Vaughn had found the field thankfully intact. No fires had broken out, and the lights were still on, although he'd soon deduced that the place was just as empty as the rest of the world.
As a military pilot, Vaughn had never heard anything to make him believe that Area Fifty-One housed either aliens or UFOs, but he had heard whisperings that the Air Force kept a spaceplane here. Named the Aurora, the plane was supposed to be a single-stage-to-orbit hybrid. Vaughn had even seen evidence of its development in images from Google Earth. He had spotted a pair of long, curving monorails that crossed a large swath of the adjacent dry lake bed. Those discrete rails continued their ever-flattening trajectories until, finally running straight, they joined the centerlines of the airfield's two longest runways.

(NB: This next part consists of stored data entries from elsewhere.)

Issue #318, opened 2022-02-08
BUG - ui5-application-writer is writing wrong UI5 versions


zdravko-georgiev:
### Description
Based on the [tests](https://github.com/SAP/open-ux-tools/blob/main/packages/ui5-application-writer/test/data.test.ts) it is visible that the `ui5-application-writer` will write UI5 version in some cases without the patch number, e.g. `1.80`. Having an UI5 version without the patch number will result in the application not loading, because the proxy will forward the request, e.g. `/resources/sap-ui-core.js` --> `https://ui5.sap.com/1.80/resources/sap-ui-core.js`. The request will result in 404. Hence when sending a request to `https://ui5.sap.com` for a specific UI5 version, the version needs to contain the patch number.

### Expected results
All UI5 versions written by the `ui5-application-writer` have the patch number included.

### Actual results
In some cases the UI5 version written by the `ui5-application-writer` does not contain the patch number

### Screenshots
If applicable, add screenshots to help explain the problem.

#### Version/Components/Environment	
Add any other context about the problem here
OS:                      
- [x] Mac OS
- [x] Windows
- [ ] Other

### Problem
{describe the problem} 

### Fix
{describe the fix} 

### Why was it missed
{Some explanation why this issue might have been missed during normal development/testing cycle}  

### How can we avoid this
{if we don’t want to see this type of issues anymore what we should do to prevent}

PR #319, opened 2022-02-08
Fix/318/fix invalid semantic versions

IainSAP:
Fix for: https://github.com/SAP/open-ux-tools/issues/318

Adds proper version -> semantic version conversion so that we no longer write invalid versions to yamls and manifest.json. Doing so was causing failures to load UI5 libraries.

Also, adds localisation strings for `ui5-application-writer`.

Updates ui5 version -> manifest schema version from https://github.com/SAP/ui5-manifest/blob/master/mapping.json

Updates to properly handle snapshot versions when comparing versions and looking up manifest descriptor version.


zdravko-georgiev (dismissed):
Thanks @IainSAP

packages/ui5-application-writer/src/data/validators.ts
```diff
@@ -9,11 +11,27 @@ import { Ui5App } from '../types';
  */
 export function validateAppId(appId: string): boolean {
     if (!appId) {
-        throw new Error('The property: app.id must have a value'); // todo: add localised parameterised message
+        throw new Error(t('error.missingRequiredProperty', { propertyName: 'app.id' }));
```
IainSAP, line 14: Test needed to cover : https://sonarcloud.io/code?id=SAP_open-ux-tools&pullRequest=319&selected=SAP_open-ux-tools%3Apackages%2Fui5-application-writer%2Fsrc%2Fdata%2Fvalidators.ts&line=33

IainSAP:
> @IainSAP changes look good. But can you add tests for UI5 snapshot versions. E.g. `snapshot-1.98` `semVer.coerce` might remove `snapshot-` in the minUI5Version incorrectly.

Yes it will remove that, currently adding tests.

packages/ui5-application-writer/test/data.test.ts
```diff
@@ -113,6 +113,42 @@ describe('Setting defaults', () => {
...
+        {
+            input: {
+                version: 'snapshot-1.80',
+                frameworkUrl: 'https://ui5.unreleased.sap.com'
+            },
+            expected: {
+                framework: 'SAPUI5',
+                frameworkUrl: 'https://ui5.unreleased.sap.com',
+                version: 'snapshot-1.80',
+                localVersion: 'snapshot-1.80',
```
devinea, line 126: Local version should be `1.80.0`

packages/ui5-application-writer/test/data.test.ts
```diff
@@ -113,6 +113,42 @@ describe('Setting defaults', () => {
...
+                minUI5Version: '1.60.0',
```
devinea, line 127: minUI5Version should be ‘snapshot-1.80’
@zdravko-georgiev correct me if i am wrong.

packages/ui5-application-writer/src/data/defaults.ts
```diff
@@ -75,19 +80,41 @@ export function mergeUi5(ui5: Partial<UI5>): UI5 {
         framework,
         frameworkUrl: ui5.frameworkUrl ?? defaultFrameworkUrl
     };
-    const typesVersion = parseFloat(merged.localVersion) >= 1.76 ? merged.localVersion : '1.71.18';
+    // typesVersion must be a valid npm semantic version, we know they cannot be null as already validated
+    const localSemVer = semVer.valid((semVer.coerce(merged.localVersion)))!;
+    const typesVersion = semVer.gte(localSemVer, '1.76.0') ? localSemVer : '1.71.18';
```
ullasholla, line 85: Use constants for `'1.76.0'` and `'1.71.18'` too? I know this PR does not add this code but touches it.

packages/ui5-application-writer/src/data/defaults.ts
```diff
@@ -113,8 +140,13 @@ function getLocalVersion({
...
         }
-        if (parseFloat(version) > parseFloat(result)) {
-            result = version;
+
+        if (version !== UI5_DEFAULT.DEFAULT_UI5_VERSION) {
+
+            // Update to a valid coerced version string e.g. 1.80 -> 1.80.0. Cannot be null as previously validated.
+            if (semVer.gt(semVer.coerce(version)!, semVer.coerce(result)!)) {
+                result = version;
+            }
```
ullasholla, line 149: Is the `else` before the addition (line 140) the same as the this condition: `if (version !== UI5_DEFAULT.DEFAULT_UI5_VERSION)`? If so, there seems to be a chance an open UI5 version could get overwritten by the addition.

packages/ui5-application-writer/src/i18n.ts
```diff
@@ -0,0 +1,34 @@
...
+/**
+ * Helper function facading the call call to i18next.
+ *
+ * @param key i18n key
+ * @param options additional options
+ * @returns {string} localized string stored for the given key
+ */
+export function t(key: string, options?: TOptions): string {
+    return i18next.t(key, options);
+}
```
ullasholla, line 32: Can we directly use the `i18next.t()` here instead of wrapping it?

ullasholla (changes requested):
Thanks for the fix. Code looks good. Test coverage is good. Using `semver` is a good idea.

Have a couple of questions? Could you take a look?

packages/ui5-application-writer/test/data.test.ts
IainSAP: @devinea This is how it was implemented...if `minUI5Version` is not provided it defaults to `1.60` https://github.com/SAP/open-ux-tools/pull/319/files#diff-0f207248944a1732a5b7343b9d1bb29e22bbae5fa2acce7a573a344c04c856d2L72

But I think you are correct, I will update to use the current version provided if not present.

packages/ui5-application-writer/src/data/defaults.ts
IainSAP: I believe `result` would be overwritten by the addition, at least that's how it was previously implemented. But I see we can refactor here to make the intention clearer.

packages/ui5-application-writer/test/data.test.ts
zdravko-georgiev: @devinea @IainSAP What was the `localVersion` again? The version for the `ui5-local.yaml`? If yes, then `localVersion` can't be a snapshot. Only released UI5 versions 1.76.0 and above.

packages/ui5-application-writer/test/data.test.ts
zdravko-georgiev: @devinea @IainSAP We need to be careful here, If I am not mistaken snapshot versions are not valid for the `manifest.json`.

packages/ui5-application-writer/src/i18n.ts
IainSAP: I believe it's done like this due ordering of `i18next.init` on load of the file and we don't want consumers to have to manage that process. Also this is replicated code across many modules and should be consolidated to a single i18n utility in another TBI and PR so I will leave it as is for now.

packages/ui5-application-writer/test/data.test.ts
devinea: @zdravko-georgiev  Yeah `localVersion` is the one for `ui5-local.yaml`
@IainSAP  - Okay yeah I guess if `localVersion` is passed in as `snapshot-1.80` it should be output the same. Even if it is not really valid for the ui5-local.yaml.

packages/ui5-application-writer/src/data/version-to-descriptor-mapping.json
```diff
@@ -1,5 +1,10 @@
 {
-    "latest": "1.33.0",
+    "latest": "1.38.0",
+    "1.98": "1.38.0",
+    "1.96": "1.37.0",
+    "1.95": "1.36.0",
+    "1.93": "1.35.0",
+    "1.92": "1.34.0",
```
devinea, line 7: Thanks

devinea (approved):
Thanks @IainSAP

IainSAP:
Thx all

PR #332, opened 2022-02-17
fix(ui5-application-writer): Adds reuse lib loading to index.html

### LINKED ISSUE #331: BUG -  Reuse libs are not loaded for Freestyle apps index.html
### Description
When starting generated Fiori Freestyle apps the reuse libs specified in the manifest.json are not being loaded. This is becuase the `locate-reuse-libs.js` script is not loaded by the `index.html` file. 

### Steps to Reproduce
Generate a freestyle app. Add a re-use lib to the `manifest.json` file. Run `npm start-noflp`. The specified libs fail to load with 404s.

### Expected results
The reuse libs are loaded.

### Screenshots

OS:                      
- [ ] Mac OS
- [ ] Windows
- [ ] Other

### Problem
{describe the problem} 

### Fix
{describe the fix} 

### Why was it missed

### How can we avoid this

IainSAP:
Fixes #331

Adds optional support for reuse lib loading to ui5-application-writer


zdravko-georgiev:
Shouldn't we remove the mock server part from the [locate-reuse-libs.js](https://github.com/SAP/open-ux-tools/blob/3e66342c56b2a64e58fd618df8d7de0f4c93542c/packages/ui5-application-writer/templates/optional/loadReuseLibs/webapp/utils/locate-reuse-libs.js#L141-L149). For newly generated apps we are using now only the `"@sap/ux-ui5-fe-mockserver-middleware"`, right?

IainSAP:
> Shouldn't we remove the mock server part from the [locate-reuse-libs.js](https://github.com/SAP/open-ux-tools/blob/3e66342c56b2a64e58fd618df8d7de0f4c93542c/packages/ui5-application-writer/templates/optional/loadReuseLibs/webapp/utils/locate-reuse-libs.js#L141-L149). For newly generated apps we are using now only the `"@sap/ux-ui5-fe-mockserver-middleware"`, right?

@devinea Would like to keep it here, but Im open to removing it.

docirl (approved):

packages/fiori-freestyle-writer/src/defaults.ts
```diff
@@ -28,4 +28,6 @@ export function setDefaults(ffApp: FreestyleApp<unknown>): void {
     if (ffApp.template.type === TemplateType.Basic) {
         setBasicTemplateDefaults(ffApp.template.settings as BasicAppSettings);
     }
+    // All fiori-freestyle apps should use load reuse libs, unless explicitly overridden
+    ffApp.appOptions = Object.assign({ loadReuseLibs: true }, ffApp.appOptions);
```
devinea, line 32: The `loadReuseLibs`  param only applies to the index.html and not to the writing of `flpsandbox.html` and `locate-reuse-libs.js`.
Should be be considered in those cases too or just removed as a param?

IainSAP: The `locate-reuse-libs.js` file is taken care of by the `loadRuseLibs` param but you are correct that the `flpSandbox.html` needs a condition around adding the script reference, thx. Well spotted.

devinea:
> > Shouldn't we remove the mock server part from the [locate-reuse-libs.js](https://github.com/SAP/open-ux-tools/blob/3e66342c56b2a64e58fd618df8d7de0f4c93542c/packages/ui5-application-writer/templates/optional/loadReuseLibs/webapp/utils/locate-reuse-libs.js#L141-L149). For newly generated apps we are using now only the `"@sap/ux-ui5-fe-mockserver-middleware"`, right?
> 
> @devinea Would like to keep it here, but Im open to removing it.

Yeah I am in favour of keeping it as migration will still use ui5 mockserver if the project did before. So we can avoid having different versions on this file to maintain.

devinea (approved):
Thanks @IainSAP 
I haven't tried it locally. But changes look as expected.

Issue #151, opened 2025-02-26
[BUG] - Nested objects cannot be serialized if they are set to null


WillForrestMindBridge:
**Describe the bug** Any nested object that is also a class cannot be serialized if it is set to null.
When set to undefined, it can serialize properly, but not with null.

![Image](https://github.com/user-attachments/assets/b41d18b9-b014-4984-a563-ba51a274b173)

**To Reproduce** Steps to reproduce the behaviour:

1. Create an class (A) with another class (B) as a field
2. Create the class
3. Set the field to null
4. Attempt to use .tsSerialize() or JSON.stringify or toJSON()
5. See error

**Expected behaviour** The primitive "null" is chosen as the serialization value.

**Desktop (please complete the following information):**

- OS: MacOS, linux
- Browser: FIrefox + chrome
- Version 2.0.3

hardy613:
This looks like a good issue, thanks for opening the PR. I left some smaller comments but overall it's great. Thanks again!

PR #152, opened 2025-02-26
151 Added handling for null class objects

WillForrestMindBridge:
**Description**

See issue 151 [here](https://github.com/GameBridgeAI/ts_serialize/issues/151)

- Allow the fromSerializable strategy to return the primitive null value instead of having a null pointer exception.
  - We expect to send null in the request.
- Undefined is protected at the level above, which makes sense, as we don't want to send it over the wire. No changes to be made in that case.

**Things to look at**

- [x] Test coverage
- [x] Code Style

### DIFF
--- a/.github/workflows/ts_serialize_tests.yml
+++ b/.github/workflows/ts_serialize_tests.yml
@@ -40,12 +40,12 @@ jobs:
         run: deno cache test_deps.ts
 
       - name: Deno test
-        run: deno test --doc
+        run: deno test --doc -c tsconfig.json
 
       - name: Setup node
         uses: actions/setup-node@v1
         with:
-          node-version: 16
+          node-version: 20
           registry-url: https://registry.npmjs.org/
 
       - name: Build and test NPM module
--- a/polymorphic_test.ts
+++ b/polymorphic_test.ts
@@ -28,6 +28,7 @@ test({
 
       fail("polymorphicClassFromJSON did not error with no context");
     } catch (e) {
+      assert(e instanceof Error);
       assertEquals(e.message, ERROR_FAILED_TO_RESOLVE_POLYMORPHIC_CLASS);
     }
   },
@@ -210,7 +211,7 @@ test({
     class TestClass extends AbstractClass {
       @SerializeProperty("class")
       @PolymorphicSwitch(() => new TestClass(), "TestClass")
-      public [symbol]: string;
+      public [symbol]: string = "";
 
       @SerializeProperty()
       public someProperty?: string;
@@ -344,7 +345,7 @@ test({
       @SerializeProperty()
       public someProperty = "original value";
 
-      public tsTransformKey(key: string): string {
+      public override tsTransformKey(key: string): string {
         return "+" + key;
       }
     }
@@ -361,7 +362,7 @@ test({
   name: "polymorphic switch supports inherited custom tsTransformKeys",
   fn() {
     abstract class AbstractClass extends Serializable {
-      public tsTransformKey(key: string): string {
+      public override tsTransformKey(key: string): string {
         return "!" + key;
       }
     }
--- a/serializable.ts
+++ b/serializable.ts
@@ -126,8 +126,7 @@ export function toPojo(
 
   if (!serializablePropertyMap) {
     throw new Error(
-      `${ERROR_MISSING_PROPERTIES_MAP}: ${context?.constructor
-        ?.prototype}`,
+      `${ERROR_MISSING_PROPERTIES_MAP}: ${context?.constructor?.prototype}`,
     );
   }
   const record: JSONObject = {};
--- a/strategy/to_json/from_serializable.ts
+++ b/strategy/to_json/from_serializable.ts
@@ -10,6 +10,10 @@ export function fromSerializable(): ToJSONStrategy {
   ): JSONValue => {
     if (Array.isArray(value)) {
       return value.map((item) => item.tsSerialize());
+    } else if (value === null) {
+      // Objects can be null, return them without further serialization.
+      // Double cast required to return a JSONValue
+      return value as null as JSONValue;
     }
     return value.tsSerialize();
   };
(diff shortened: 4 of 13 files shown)


serializable.ts
```diff
@@ -126,8 +126,7 @@ export function toPojo(
 
   if (!serializablePropertyMap) {
     throw new Error(
-      `${ERROR_MISSING_PROPERTIES_MAP}: ${context?.constructor
-        ?.prototype}`,
+      `${ERROR_MISSING_PROPERTIES_MAP}: ${context?.constructor?.prototype}`,
```
WillForrestMindBridge, line 129: Deno format wanted this formatted. 

Wasn't my idea, but if that's what it wants, that's what it gets.

hardy925: All good.

.github/workflows/ts_serialize_tests.yml
```diff
@@ -40,12 +40,12 @@ jobs:
...
 
       - name: Deno test
-        run: deno test --doc
+        run: deno test --doc -c tsconfig.json
 
       - name: Setup node
         uses: actions/setup-node@v1
         with:
-          node-version: 16
+          node-version: 20
```
WillForrestMindBridge, line 48: If this doesn't work smoothly, I'll bump it back to 18. (and then 16 if that doesnt work nicely)

16 is ancient.

.github/workflows/ts_serialize_tests.yml
```diff
@@ -40,12 +40,12 @@ jobs:
         run: deno cache test_deps.ts
 
       - name: Deno test
-        run: deno test --doc
+        run: deno test --doc -c tsconfig.json
```
WillForrestMindBridge, line 43: when running deno tests, we need to read the tsconfig to enable experimental decorators.

Otherwise we get an angry typescript 
```
TS1240 [ERROR]: Unable to resolve signature of property decorator when called as an expression.
  Argument of type 'undefined' is not assignable to parameter of type 'Object'.
      @SerializeProperty()
```

on every decorator.

tsconfig.json
```diff
@@ -1,5 +1,7 @@
 {
   "compilerOptions": {
-    "experimentalDecorators": true
+    "target": "ES5",
```
WillForrestMindBridge, line 3: This combination of es5 plus experimental decorators seem to do the trick locally.

A bit of a shame, I'd rather not have these at all.

WillForrestMindBridge:
Right now, there is a type error on many fields. I have not figured out a nice way to appease typescript yet. Working on it.

performing a 
`deno test -c tsconfig.json --no-check`
shows that all tests are passing.

EDIT: got it.

tsconfig.json
hardy613: @WillForrestMindBridge see [my pr](https://github.com/GameBridgeAI/ts_serialize/pull/153/files#diff-a5de3e5871ffcc383a2294845bd3df25d3eeff6c29ad46e3a396577c413bf357) I don't think `target: ES5` is needed, we needed to tell the deno engine in vscode where the tsconfig file is located.

hardy613 (commented):
would you mind consuming my PR? then we can have this PR focus on fixing the issue raised and my PR will focus on the various engine upgrades. 

If that makes sense. 

let me know what you think

hardy613:
Also Thanks for the first contribution - please don't forget to add yourself to the `CONTRIBUTORS.md` file!

polymorphic_test.ts
```diff
@@ -28,6 +28,7 @@ test({
 
       fail("polymorphicClassFromJSON did not error with no context");
     } catch (e) {
+      assert(e instanceof Error);
```
hardy613, line 31: oh if this works I should change what I did, this is cleaner IMHO

strategy/to_json/from_serializable.ts
```diff
@@ -10,6 +10,10 @@ export function fromSerializable(): ToJSONStrategy {
   ): JSONValue => {
     if (Array.isArray(value)) {
       return value.map((item) => item.tsSerialize());
+    } else if (value === null) {
+      // Objects can be null, return them without further serialization.
+      // Double cast required to return a JSONValue
+      return value as null as JSONValue;
```
hardy613, line 16: interesting we need the double cast when the compiler can infer the first cast from the `if`

WillForrestMindBridge: Yea, 

additionally, what happens is the linter has an infinite recursion error occur when I view `JSONObject` in VSCode, unsure if it's related.

I did not find a cleaner way to do this yet.

polymorphic_test.ts
WillForrestMindBridge: This works!

WillForrestMindBridge:
@hardy613 I don't mind rebuilding this PR ontop of your other changes. The image changes etc probably shouldn't be in the fix. I was in a bit of a hurry, and this could be a smaller PR.

What happened was we had to roll back to version 1.x for stability, and while this PR works well, it has been mildly forgotten (By mildy, probably we won't switch over to version 2.x until we have some time in summer).

strategy/to_json/from_serializable.ts
hardy613: interesting error then!

.github/workflows/ts_serialize_tests.yml
hardy613: I put it up to 22 in my PR ;)

polymorphic_test.ts
hardy613: done! made the changes on my PR, thanks Will!

.github/workflows/ts_serialize_tests.yml
hardy613: see my comment on vscode settings `deno/deno.config`

WillForrestMindBridge:
Closing in favor of `protect_against_null_serialization_v2`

Vaughn had read that the Aurora's hypersonic scramjet wouldn't even light until it reached supersonic speeds. For several years now, NASA had been testing the engine type in a long, sleek experimental airplane dubbed the X-43. Its scramjet had to be accelerated by a rocket motor and wouldn't provide thrust until it reached those high speeds.
So when Vaughn had seen the monorails, he'd reasoned that the Air Force or the CIA must have used rockets to accelerate a scramjet-equipped spaceplane along that rail until it reached a velocity conducive to its use. However, voids now dotted the curving lines like broken links in a chain, so the spaceplane's technology must have progressed beyond the need for rails.
Vaughn believed that the Aurora was the realization of that improvement and that he would find it here at the Groom Lake facility.
But every building that the man had entered had looked just like all of the military hangars he'd visited throughout his career.
When he'd seen the electricity still working, Vaughn had worried about the base's electronic security systems, but so far, he hadn't found any locked doors. Just as the thought occurred to him, the knob in his hand refused to turn. He leaned a shoulder into the door, but it wouldn't budge.